Mawuli Senoo

• Collaborate with a team of assessors to conduct security control assessments on all enterprise inscope assets to ensure they were compliant with PCI-DSS, HIPPA, ISO, and NIST regulatory frameworks.

• Schedule meetings with the Senior Assessors, ISSO, and various system owners.

• Ensure all discussed items are accurately logged in the meeting minutes for recording keeping and tracking purposes.

• Assist in the development, maintenance, and revision of policies, standards, procedures, and guidelines of security programs.

• Work with a team of Information System Owners, Developers and System Engineers to select and implement tailored security controls in safeguarding system information.

• Review security controls and provided implementation responses as to if/how the systems are currently meeting the requirements.

• Performed risk and control assessment for all medium and high-risk third-party service providers to evaluate the effectiveness of control systems.

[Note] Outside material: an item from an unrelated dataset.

Issue #101, opened 2020-06-01
Region of interest analysis


rob-luke:
Currently statistics are computed per channel. Need to implement a way to collapse multiple channels to a region of interest analysis.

• Collaborated with teams across various internal business lines and external groups to mitigate 3rd and 4th party risk exposure.

• Reviewed SOC reports, penetration test report, vulnerability scan reports, business continuity plan, disaster recovery and incidence response plans as supporting evidence backing up the information security questionnaire.

• Partnered with key stakeholders to research reviews and document risk and controls, including risk associated with new or modified products, services, distribution channels, regulations, and third-party operations.

• Evaluated, monitored, and reported on the adequacy of artifacts provided to evidence remediation of issues, audit findings and regulatory requirements.

• Responded to security questionnaires and inquiries related to the company’s compliance program.

• Leveraged existing organization’s RMF process, review and determine if system/application documentations are accurate, up to date, and displayed thorough details to support the Security Control Assessment/Validation process.

• Sound understanding and experience with NIST Risk Management Framework (RMF) process. Performed assessments and document creation using NIST SP 800-53 Rev.4.

• Performed Information Systems Security Audits and Certification and Accreditation (C&A) Test in compliance with the NIST standards.

• Performed continuous monitoring of security controls to ensure that they are implemented correctly, operating as intended, and producing the desired outcome with respect to meeting the cybersecurity requirements for assigned IT systems.

• Assisted with pre-assessment preparation. • Performed assessments, POA&M Remediation, and document creation using NIST SP 800-53.